The TypeScript port uses setInterval for the same effect:
private _startRenderer(): void {
this._renderer.start();
const frameInterval = Math.round(1000 / this._fps);
this._renderTimer = setInterval(() => {
this._renderer.flush(false);
}, frameInterval);
this._renderTimer.unref(); // don't keep the process alive
}
The unref() call is important — without it, the interval timer would prevent Node.js from exiting even after the program has quit.
The StandardRenderer tracks the previous frame's output, computes the diff, and only sends the ANSI escape sequences needed to update what changed. It handles alt screen mode, cursor visibility, screen clearing, and line insertions above the viewport (for log messages during a running TUI).
VI – The Abort Signal Bug
Every project has a bug that teaches you something. This one's was in signal handling.
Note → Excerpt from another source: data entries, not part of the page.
PR #561, opened 2025-10-07
fix(parser): neg. exp. empty check, disallow plus

0xalpharush:
The lexer already raises an error but the parser didn't handle the 1st panic in https://github.com/foundry-rs/foundry/issues/12001

### DIFF
--- a/crates/parse/src/parser/lit.rs
+++ b/crates/parse/src/parser/lit.rs
@@ -317,7 +317,9 @@ fn parse_rational<'ast>(
     if rat.is_some_and(str::is_empty) {
         return Err(LitError::EmptyRational);
     }
-    if exp.is_some_and(str::is_empty) {
+    if let Some(power) = exp
+        && (power.is_empty() || power == "-")
+    {
         return Err(LitError::EmptyExponent);
     }
 
@@ -677,6 +679,8 @@ mod tests {
         check_int("0001", Err(IntegerLeadingZeros));
 
         check_int("0.", Err(EmptyRational));
+        check_int_full("0e-", true, Err(EmptyExponent));
+        check_int_full("0e", true, Err(EmptyExponent));
 
         check_int("0", Ok("0"));
         check_int("0e0", Ok("0"));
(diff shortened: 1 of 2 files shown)


crates/parse/src/parser/lit.rs
```diff
@@ -317,7 +317,9 @@ fn parse_rational<'ast>(
     if rat.is_some_and(str::is_empty) {
         return Err(LitError::EmptyRational);
     }
-    if exp.is_some_and(str::is_empty) {
+    if let Some(power) = exp
+        && (power.is_empty() || power == "-")
```
DaniPopes: what about '+' here too?

0xalpharush: I didn't think it was valid due to [this](https://github.com/paradigmxyz/solar/blob/69cfbed1407fcb7b70a0dcf35f5ea2e348a7026c/crates/parse/src/lexer/cursor/mod.rs#L467-L470) but solc does indeed error with `Invalid exponent` on `uint x = 0.0e+;`

Fixing this would require the lexer to not treat this as a binop
```
thread 'parser::lit::tests::rational' panicked at crates/parse/src/parser/lit.rs:519:13:
assertion `left == right` failed: expected exactly 1 token: [Token { kind: Literal(Rational, "0e"), span: <test>:1:1: 1:3 }, Token { kind: BinOp(Plus), span: <test>:1:3: 1:4 }]
```

0xalpharush: https://github.com/paradigmxyz/solar/pull/561/commits/540a8f5d250469b4ac69f24d1024c373dd8ef438

crates/parse/src/parser/lit.rs
```diff
@@ -677,6 +684,12 @@ mod tests {
         check_int("0001", Err(IntegerLeadingZeros));
 
         check_int("0.", Err(EmptyRational));
+        check_int_full("0e-", true, Err(EmptyExponent));
+        check_int_full("0e", true, Err(EmptyExponent));
+
+        check_int_full("0e+", true, Err(RationalPlusExponent));
+        check_int("0e+0", Err(RationalPlusExponent));
```
0xalpharush, line 691: Solc actually [accepts](https://github.com/argotorg/solidity/blob/77c1dae9a27f879456ec84f6ca70c514309bed23/libsolidity/ast/Types.cpp#L934) this case, `0e+0`, oddly enough. I think it is fine to disallow personally.

Issue #560, opened 2025-10-06
`IntLiteral` always has `negative == false`


onbjerg:
Expressions such as `-1` are parsed as a `UnaryOp` and a positive `IntLiteral`.

Two directions we can go in:

- When parsing `-`, we could peek and see if the next peeled literal is an integer literal, which we then construct as negative (preferred)
- We remove `negative` from `IntegerLiteral` and resolve this later

Test cases:

```solidity
contract C {
    function f() public {
        int8 a = -1;  // negative int literal
        int8 b = -(1); // should be peeled and turned into a negative int literal
        int8 c = -(-1); // unary op negate, negative int literal
        int8 d = -(1 + 2); // unary op negate, binop of two positive int literals
    }
}
```

mablr:
Apparently, it’s not just the case of integer literals, but also rational literals.

```sol
int8 r = -1.2e2;
```

```
[...]
Expr {
    span: src/intliteral.sol:7:18: 7:24,
    kind: Unary(
        UnOp {
            span: src/intliteral.sol:7:18: 7:19,
            kind: Neg,
        },
        Expr {
            span: src/intliteral.sol:7:19: 7:24,
            kind: Lit(
                Lit {
                    span: src/intliteral.sol:7:19: 7:24,
                    symbol: "1.2e2",
                    kind: Number(120),
                },
                None,
            ),
        },
    ),
},
[...]
```

onbjerg:
@mablr Sorry, I was going off of the typeck branch, where `TyKind::IntLiteral` already signals whether it is negative or not, but is always marked as positive: https://github.com/paradigmxyz/solar/blob/731af88c60f93cfe28d7578f610d51c499e0cd2e/crates/sema/src/ty/ty.rs#L518-L519

onbjerg:
Yep, it should not be off main. You can base it off of mine or Dani's, whichever you prefer. It might be easier to base off mine in the sense that once this is fixed, typechecking should fail for `uint256 = -1;` and should pass for `int256 = -1;` (currently both fail). But up to you and no preference.

PR #564, opened 2025-10-07
feat(sema): implicit integer literal conversions

### LINKED ISSUE #627: Integer literal implicit conversion
### Describe the feature

Integer literals are implicitly convertible to any integer type it fits in. Note that an unsigned integer literal can be implicitly converted to a signed integer, but a signed integer literal cannot be converted to an unsigned integer.

`solc` relies on constant folding in the AST, but we will skip that for the time being.

### Additional context

_No response_

onbjerg:
Handles implicit integer resizing (larger → smaller) for `uintN` and `intN`, as well as integer literal conversions. This is plagued by #560 however.

Closes #627

### DIFF
--- a/crates/sema/src/ty/ty.rs
+++ b/crates/sema/src/ty/ty.rs
@@ -352,6 +352,17 @@ impl<'gcx> Ty<'gcx> {
         )
     }
 
+    /// Returns the [`TypeSize`] if the type has a size.
+    pub fn type_size(self) -> Option<TypeSize> {
+        match self.kind {
+            TyKind::Elementary(ElementaryType::Int(size)) => Some(size),
+            TyKind::Elementary(ElementaryType::UInt(size)) => Some(size),
+            TyKind::IntLiteral(_, size) => Some(size),
+            TyKind::Elementary(ElementaryType::FixedBytes(size)) => Some(size),
+            _ => None,
+        }
+    }
+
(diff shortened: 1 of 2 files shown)


crates/sema/src/ty/ty.rs
```diff
@@ -424,6 +435,16 @@ impl<'gcx> Ty<'gcx> {
             return Ok(());
         }
 
+        // integers (signed and unsigned) can implicitly be converted to a larger integer. this also
+        // handles integer literals
+        if self.is_integer()
+            && other.is_integer()
+            && (!self.is_signed() || other.is_signed())
```
DaniPopes, line 442: ?
```suggestion
            && self.is_signed() == other.is_signed()
```

onbjerg: no, an unsigned integer can be assigned to a signed integer and thus the implicit conversion works :)

if lhs is signed, you can assign unsigned or signed
if lhs is unsighed, you can only assign unsigned

DaniPopes: there should be a difference between literals which can coerce to either signed or unsigned, and typed integers, which can only upcast

onbjerg: yeah makes sense but unrelated to ts line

Three tests were timing out: TestTeaContext, TestTeaContextImplodeDeadlock, and TestTeaContextBatchDeadlock. All three tested AbortSignal cancellation — passing an AbortController.signal to the program and aborting it externally.
The debugging traced through the message queue, the event loop, the kill path. Everything looked correct. The abort handler set _killed = true, resolved the pending promise, the event loop should break.
Except _killed was staying false. The abort handler was never firing.
The root cause was one line:
private _setupSignalHandlers(): void {
if (this._disableSignalHandler) return; // <-- this
// ... sets up SIGINT, SIGTERM, SIGWINCH, and AbortSignal
}
The test used WithoutSignalHandler() to disable SIGINT/SIGTERM handling (standard practice in headless test mode). But this guard also prevented the AbortSignal handler from being registered.
In Go's bubbletea, WithoutSignalHandler only disables process signals. Context cancellation is set up separately — it's independent.
The fix separates the two concerns: process signals are gated by the flag, the AbortSignal handler always registers. Three lines changed. All 46 tests pass.
VII – The Full Stack Takes Shape
Three of five packages are now live:
| Package | What | Tests |
|---|---|---|
| @oakoliver/lipgloss | Style definitions | 328 tests, 595 expects |
| @oakoliver/glamour | Markdown rendering | 317 tests, 688 expects |
| @oakoliver/bubbletea | TUI framework | 46 tests, 73 expects |
What remains:
Bubbles (Phase 4) — Pre-built components. Text inputs, spinners, progress bars, viewports, lists, tables, file pickers. Each is a Bubble Tea model. This is where the ecosystem becomes practical — you stop building everything from scratch and start composing.
Glow (Phase 5) — A CLI markdown reader. The capstone: Glamour for rendering, Lipgloss for chrome, Bubble Tea for interaction, Bubbles for the viewport. If this works as well as the Go version, TypeScript will have a first-class terminal markdown experience.
VIII – Get It
npm install @oakoliver/bubbletea
Source code: github.com/oakoliver/bubbletea
MIT licensed with attribution to Charmbracelet, Inc. Original Go library: Bubble Tea by Charmbracelet.
691 tests across three packages. Zero dependencies. The Elm Architecture for your terminal.